Маленький Лоу и сам не был кандидатом в Менса,[358] но при этом обладал достаточной хитростью, позволявшей ему держать шайку-лейку Гринеров на плаву почти шесть лет, прежде чем он и его брат, наконец-то, были арестованы. (Лоу винил во всем свою щедрую натуру; они позволили этой пизде, Макдэвид, которой едва ли исполнилось двадцать, ошиваться с ними, и она их заложила, став стукачом.) У него было инстинктивное восприятие человеческой психологии в целом и мужской психологии в частности. Когда ты говорил мужчинам, что они ничего не должны делать, они это обязательно делали. Терри не колебался.
— Никуда мы не уйдем. Выступаем на рассвете. Пусть взрывают хоть весь чертов город.
Люди, которые собрались вокруг, завизжали ура!!! так хрипло и так дико, что Кент Дейли вздрогнул. Чего он хотел больше всего — довезти свою больную голову домой, запереть все двери и заснуть.
Все еще на адреналине, Ван стукнула в дверь Фрица Машаума так сильно, что та чуть не сорвалась с петель. Длинные пальцы руки, которые выглядели так, будто в них было слишком много косточек, оттянули в сторону грязную занавеску. Щетинистое лицо выглянуло наружу. Через минуту дверь отворилась. Фриц открыл было рот, но Ван схватила его и начала трясти, как терьер крысу, прежде чем он успел хоть что-то пикнуть.
— Что ты им продал, мерзкое маленькое дерьмо? Это была ракетная установка? Это была она, не так ли? Сколько тебе заплатили эти ублюдки, за удовольствие взорвать полицейский участок в центре города?
К тому времени они были внутри, Ван грубо тащила Фрица через его захламленную гостиную. Он слабо бил левой рукой по одному из ее плеч; другая его рука находилась в самодельной петле, которая, похоже, была сделана из простыни.

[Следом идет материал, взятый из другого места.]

PR #748, opened 2022-02-18
PRODX-21945 Fixed Selective sync UX issues

bnalisnikovskiy:
[Link to the ticket](https://mirantis.jira.com/browse/PRODX-21945)
Main changes: 
- Added 'Synchronize future projects' checkboxes for `syncAll` bool in SynchronizeBlock and in SelectiveSync Table
- Added `Cloud.ignoredNamespaces` where we store all unchecked projects
- Added logic to ExtendedCloud, which updates `Cloud.ignoredNamespaces`  and `Cloud.syncedNamespaces` in it got new project. Depending on `syncAll` we're choosing where to move new project ignored or synced
- Fixed issue when SelectiveSync table isn't updated after new data come (eg when Cloud disconnected=> we reconnect it and go to SelectiveSync view before EC.dataFetch is finished)

image
image

### DIFF
--- a/src/common/Cloud.js
+++ b/src/common/Cloud.js
@@ -476,7 +476,7 @@ export class Cloud extends EventDispatcher {
       },
     });
 
-    Object.defineProperty(this, 'updateNamespaces', {
+    Object.defineProperty(Object.getPrototypeOf(this), 'updateNamespaces', {
       enumerable: true,
       /**
        * @param {Array<string>} syncedList A list of namespace names in the mgmt cluster that should be synced.
@@ -538,6 +538,13 @@ export class Cloud extends EventDispatcher {
     }
 
     return CONNECTION_STATUSES.DISCONNECTED;
+  }
+
+  /**
+   * @member {Array<string>} returns syncedNamespaces + ignoredNamespaces array
+   */
+  get allNamespaces() {
+    return this.syncedNamespaces.concat(this.ignoredNamespaces)
   }
 
   /**
--- a/src/common/Cloud.js
+++ b/src/common/Cloud.js
@@ -172,6 +172,7 @@ export class Cloud extends EventDispatcher {
     cloudUrl: [rtv.EXPECTED, rtv.STRING],
 
     syncedNamespaces: [rtv.EXPECTED, rtv.ARRAY, { $: rtv.STRING }],
+    ignoredNamespaces: [rtv.EXPECTED, rtv.ARRAY, { $: rtv.STRING }],
     name: [rtv.EXPECTED, rtv.STRING],
     syncAll: [rtv.EXPECTED, rtv.BOOLEAN],
   };
@@ -190,6 +191,7 @@ export class Cloud extends EventDispatcher {
     let _name = null;
     let _syncAll = false;
     let _syncedNamespaces = [];
+    let _ignoredNamespaces = [];
     let _token = null;
     let _expiresIn = null;
     let _tokenValidTill = null;
@@ -242,8 +244,7 @@ export class Cloud extends EventDispatcher {
 
     /**
      * @member {Array<string>} syncedNamespaces A list of namespace names in the mgmt
-     *  cluster that should be synced. If syncAll is true, this list is ignored and
-     *  all existing/future namespaces are synced.
+     *  cluster that should be synced.
      */
     Object.defineProperty(this, 'syncedNamespaces', {
       enumerable: true,
@@ -258,6 +259,29 @@ export class Cloud extends EventDispatcher {
           );
         if (!isEqual(_syncedNamespaces, newValue)) {
           _syncedNamespaces = newValue;
+          this.dispatchEvent(CLOUD_EVENTS.SYNC_CHANGE, this);
+        }
+      },
+    });
+
+    /**
+     * @member {Array<string>} ignoredNamespaces A list of namespace names in the mgmt
+     *  cluster that not synced.
+     */
+    Object.defineProperty(this, 'ignoredNamespaces', {
+      enumerable: true,
+      get() {
+        return _ignoredNamespaces;
+      },
+      set(newValue) {
+        DEV_ENV &&
+          rtv.verify(
+            { token: newValue },
+            { token: Cloud.specTs.ignoredNamespaces }
+          );
+        if (!isEqual(_ignoredNamespaces, newValue)) {
+          _ignoredNamespaces = newValue;
+          // not sure about event type for this one. Probably we need to add a new one
           this.dispatchEvent(CLOUD_EVENTS.SYNC_CHANGE, this);
         }
       },
@@ -598,6 +622,7 @@ export class Cloud extends EventDispatcher {
       this.name = spec.name;
       this.syncAll = spec.syncAll;
       this.syncedNamespaces = spec.syncedNamespaces;
+      this.ignoredNamespaces = spec.ignoredNamespaces;
       this.username = spec.username;
 
       if (spec.id_token && spec.refresh_token) {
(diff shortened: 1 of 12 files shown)


stefcameron:
👀

src/renderer/components/hooks/useCheckboxes.js
```diff
@@ -15,26 +15,33 @@ const setParentCheckboxState = (children) => {
...
+  }
+  // otherwise, we make state for all EC.namespaces, they have to be present
+  // And use syncedNamespaces to make initial state checked for selected checkboxes
+  return extCloud.namespaces.reduce((acc, namespace) => {
+    acc[namespace.name] = extCloud.cloud.syncedNamespaces.includes(
+      namespace.name
+    );
     return acc;
   }, {});
 };
```
stefcameron, line 37: Somewhere, not sure if it's here specifically, there's a few bugs when the Cloud is __disconnected__ and I'm going in/out of Selective Sync mode.

- First, when I'm in SyncView (not Selective Sync), I don't see the twisty with the list of synced namespaces (just without the cluster/cred/key counts):

image

- Next, if I go into Selective Sync mode and simply toggle the `syncAll` flag from true to false (I uncheck it), I lose the entire list of `ignoredNamespaces` on the Cloud (and in the `cloud-store.json`).

- If I go into Selective Sync mode and uncheck a project and apply changes, it correctly moves into `ignoredNamespaces`. But if I also toggle the `syncAll` flag true or false, I will lose that whole list.

- If I uncheck all namespaces, so they all move to `ignoredNamespaces`, and then go back into Selective Sync view, I don't see any namespaces. When the Cloud is disconnected, we should show the full list of namespaces from `syncedNamespaces` and `ignoredNamespaces`, with them checked/unchecked, respectively.
    - Even though we're disconnected, we shouldn't forget about ignored namespaces -- especially if the user has `syncAll: true`. Otherwise, once we finally reconnect, we'll end-up auto-syncing all of the ones they deselected just minutes ago.
    - When we're disconnected, removing a namespace will cause items to disappear from the Catalog, which is fine.
    - When we're disconnected, adding a namespace will simply have no effect until the Cloud is reconnected again. The SyncManager will just do nothing (since `EC.syncedNamespaces` won't reflect that namespace until the Cloud is reconnected anyway).

- We're missing the "(Disconnected)" label next to the Cloud's name in Selective Sync view.

- If a Cloud doesn't have any namespaces, then the twisty shouldn't be visible in Selective Sync view like it is today:

image

src/strings.ts
```diff
@@ -85,13 +86,15 @@ export const syncView: Dict = {
...
   connectButtonLabel: () => 'Connect new Management Cluster',
+  autoSync: () => 'auto-sync',
 };
 export const managementClusters = {
   table: {
     thead: {
       name: () => 'Name',
       url: () => 'URL',
       username: () => 'Username',
+      autosync: () => 'Autosync',
```
stefcameron, line 97: I know the mock-up shows "Autosync", but it should be "Auto-sync".

src/strings.ts
```diff
@@ -85,13 +86,15 @@ export const syncView: Dict = {
   synchronizeProjectsButtonLabel: () => 'Synchronize selected projects',
   syncButtonLabel: () => 'Selective sync...',
   connectButtonLabel: () => 'Connect new Management Cluster',
+  autoSync: () => 'auto-sync',
```
stefcameron, line 89: Let's capitalize it, "Auto-sync"

stefcameron (changes requested):
Nice work! You hit every nail on the head in the ticket except for a missing label. 🎉 I did some local testing and found a few issues when the Cloud is disconnected. See comments.

src/common/Cloud.js
```diff
@@ -475,6 +476,37 @@ export class Cloud extends EventDispatcher {
       },
     });
 
+    Object.defineProperty(this, 'updateNamespaces', {
```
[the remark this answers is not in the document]
bnalisnikovskiy: Done

src/renderer/components/EnhancedTable/EnhancedTableRow.js
```diff
@@ -404,6 +405,8 @@ EnhancedTableRow.propTypes = {
   withCheckboxes: PropTypes.bool,
   isSyncStarted: PropTypes.bool,
   getDataToSync: PropTypes.func,
+  namespaces: PropTypes.arrayOf(PropTypes.object).isRequired,
```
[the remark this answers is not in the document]
bnalisnikovskiy: 'namespaces' is always an object. It could be a class or just `{name: 'foo' }`. We make it in `TableRowListenerWrapper` => `getNamespaces`.
  Updated

src/renderer/components/hooks/useCheckboxes.js
bnalisnikovskiy: Improved. I hope I cover all cases. 
Strange but I couldn't reproduce your issues with `syncAll` and empty `ignoredNamespaces`

stefcameron: You got them all except the last one: In Selective Sync mode, when disconnected (though this may not make a difference; should test both connected and disconnected) and the Cloud does not have any namespaces (synced and ignored lists are both empty), the twisty is still visible (but you can't click it):

image

The twisty should be hidden in this case, because there's nothing to reveal related to the Cloud.

stefcameron:
One last thing (aside from the twisty issue I pointed out): We should always sort namespaces alphabetically based on name, with the exception of always putting the "default" namespace at the top of the list.

So if we had default, a-namespace, and some-namespace, they would be listed as:

- default
- a-namespace
- some-namespace

The default namespace is where MCC puts the mgmt cluster, so it's treated a little bit special. It always exists since it's the default namespace in Kubernetes.

Let's do this only when we present the namespaces in the UI (in components), not in Cloud or ExtendedCloud since they don't need them to be sorted.

bnalisnikovskiy:
Fixed last issue and added sorting for namespaces

src/renderer/components/EnhancedTable/tableUtil.js
```diff
@@ -44,5 +44,29 @@ export const sortData = (obj, sortBy, order, path) => {
...
+  }
+  if (nameA < nameB) {
+    return -1;
+  }
+  if (nameA > nameB) {
+    return 1;
+  }
+
+  return 0;
+};
```
stefcameron, line 69: `String.includes()` does not do an exact match. We should look for the "default" namespace _exactly_, otherwise, the sort will get messed-up if a namespace includes the word "default". There can only be one "default" namespace.

Also, using `String.localeCompare()` might be safer than a straight numerical comparison.

So this could be as simple as:

```suggestion
const compareNamespaces = (first, second) => {
  if (first.name === 'default') {
    return -1;
  }

  if (second.name === 'default') {
    return 1;
  }

  return first.name.localeCompare(second.name);
};
```

bnalisnikovskiy: I wasn't sure about 'default' thanks. Good point, about `localeCompare` appreciated

stefcameron (approved):
I think we've got it! Thanks for fixing all those bugs.

There's just 2 more little things, but no need to re-review, just merge after fixing. In Selective Sync view:

Screen Shot 2022-02-22 at 12 19 45 PM

- [ ] When the Cloud is disconnected, the "(Disconnected)" label next to the name doesn't look right. Should be `asdf (Disconnected)` in the image above.
- [ ] If the Cloud doesn't have any namespaces to show, we've removed the twisty (which is good), but we should also make sure the checkbox (which would otherwise "select all/none" namespaces) is both disabled and unchecked. So it's still visible, just unchecked and you can't check it.

Once you merge this, we can declare steps 10 and 11 "done" and I'll post another alpha build to NPM for people to play with.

— Прекрати! — Кричал Фриц. — Прекрати, женщина, мне уже повредили чертову руку эти два кретина!
Ван пихнула его в грязное кресло, рядом с которым лежала кипа старых журналов в кожаном переплете
— Рассказывай.
— Это была не ракетная установка, это была винтажная российская базука, которую я хотел продать за шесть или семь тысяч долларов одному из тех парней, которые продают оружие на парковке в Уиллинге, а эти два мерзких ублюдка ее забрали!
— Ну, конечно, может, еще расскажешь, что ты не при делах? — Спросила Ван.
— Это правда. — Фриц посмотрел на нее поближе, его глаза скользили от ее круглого лица к ее большой груди, после к ее широким бедрам, а затем обратно. — Ты первая женщина, которую я видел за два дня. Как долго ты не спишь?
— С утра в прошлый четверг.
— Святые угодники, это должно быть рекорд.
— И даже близко нет. — Ван это погуглила. — Не отвлекайся. Эти парни на хрен взорвали полицейский участок.
— Я слышал адский взрыв, — признался Фриц. — Думаю, что базука отработала довольно неплохо.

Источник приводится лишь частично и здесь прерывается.